[[ Data provided open ]]

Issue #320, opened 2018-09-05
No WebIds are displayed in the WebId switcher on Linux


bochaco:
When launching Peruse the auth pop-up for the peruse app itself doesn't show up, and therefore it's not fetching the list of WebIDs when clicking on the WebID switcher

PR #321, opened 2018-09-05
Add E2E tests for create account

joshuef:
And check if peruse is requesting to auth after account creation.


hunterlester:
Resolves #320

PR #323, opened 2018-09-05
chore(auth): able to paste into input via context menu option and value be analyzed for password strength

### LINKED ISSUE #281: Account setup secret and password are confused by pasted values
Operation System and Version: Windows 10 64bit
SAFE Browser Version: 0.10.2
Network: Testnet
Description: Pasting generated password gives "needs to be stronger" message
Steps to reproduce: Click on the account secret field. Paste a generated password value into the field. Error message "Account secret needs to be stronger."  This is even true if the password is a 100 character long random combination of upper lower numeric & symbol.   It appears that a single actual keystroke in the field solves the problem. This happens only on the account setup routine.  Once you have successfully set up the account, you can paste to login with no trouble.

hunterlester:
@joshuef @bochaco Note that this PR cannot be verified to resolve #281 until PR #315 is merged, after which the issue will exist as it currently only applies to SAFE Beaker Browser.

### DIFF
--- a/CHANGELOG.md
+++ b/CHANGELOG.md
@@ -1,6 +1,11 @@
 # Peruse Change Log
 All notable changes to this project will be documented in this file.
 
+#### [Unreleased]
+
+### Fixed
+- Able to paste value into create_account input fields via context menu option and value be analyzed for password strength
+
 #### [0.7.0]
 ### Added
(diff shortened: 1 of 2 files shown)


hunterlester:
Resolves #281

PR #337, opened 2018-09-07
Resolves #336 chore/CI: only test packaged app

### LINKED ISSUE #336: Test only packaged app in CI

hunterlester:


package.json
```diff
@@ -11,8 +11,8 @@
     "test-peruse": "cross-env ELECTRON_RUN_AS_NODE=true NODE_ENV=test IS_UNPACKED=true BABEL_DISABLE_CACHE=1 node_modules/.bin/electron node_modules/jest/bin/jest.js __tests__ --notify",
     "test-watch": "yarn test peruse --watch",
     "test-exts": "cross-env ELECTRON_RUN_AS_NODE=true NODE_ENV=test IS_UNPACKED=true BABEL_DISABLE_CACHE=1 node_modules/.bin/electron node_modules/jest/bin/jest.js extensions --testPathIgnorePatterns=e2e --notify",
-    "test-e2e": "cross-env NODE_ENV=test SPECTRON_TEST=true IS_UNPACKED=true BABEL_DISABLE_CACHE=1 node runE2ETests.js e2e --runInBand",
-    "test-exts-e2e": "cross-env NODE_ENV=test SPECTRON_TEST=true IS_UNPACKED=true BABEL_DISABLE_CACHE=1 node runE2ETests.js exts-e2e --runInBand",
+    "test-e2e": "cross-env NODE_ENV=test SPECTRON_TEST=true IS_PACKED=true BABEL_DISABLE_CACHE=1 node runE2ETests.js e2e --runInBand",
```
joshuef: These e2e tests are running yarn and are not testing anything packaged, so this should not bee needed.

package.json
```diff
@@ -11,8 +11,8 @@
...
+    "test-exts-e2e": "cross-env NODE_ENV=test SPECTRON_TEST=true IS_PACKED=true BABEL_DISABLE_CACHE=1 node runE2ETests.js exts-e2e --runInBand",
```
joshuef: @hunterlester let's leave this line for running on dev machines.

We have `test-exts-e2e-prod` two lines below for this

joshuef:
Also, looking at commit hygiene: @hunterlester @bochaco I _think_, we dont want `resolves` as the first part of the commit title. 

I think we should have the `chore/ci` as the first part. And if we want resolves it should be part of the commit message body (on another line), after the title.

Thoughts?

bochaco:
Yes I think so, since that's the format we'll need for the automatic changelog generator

[[ Data provided closed ]]

* Try it:
Look over the records above, and wherever a line contains the string "want", copy that line.

* Solution for this problem:
Also, looking at commit hygiene: @hunterlester @bochaco I _think_, we dont want `resolves` as the first part of the commit title. 
I think we should have the `chore/ci` as the first part. And if we want resolves it should be part of the commit message body (on another line), after the title.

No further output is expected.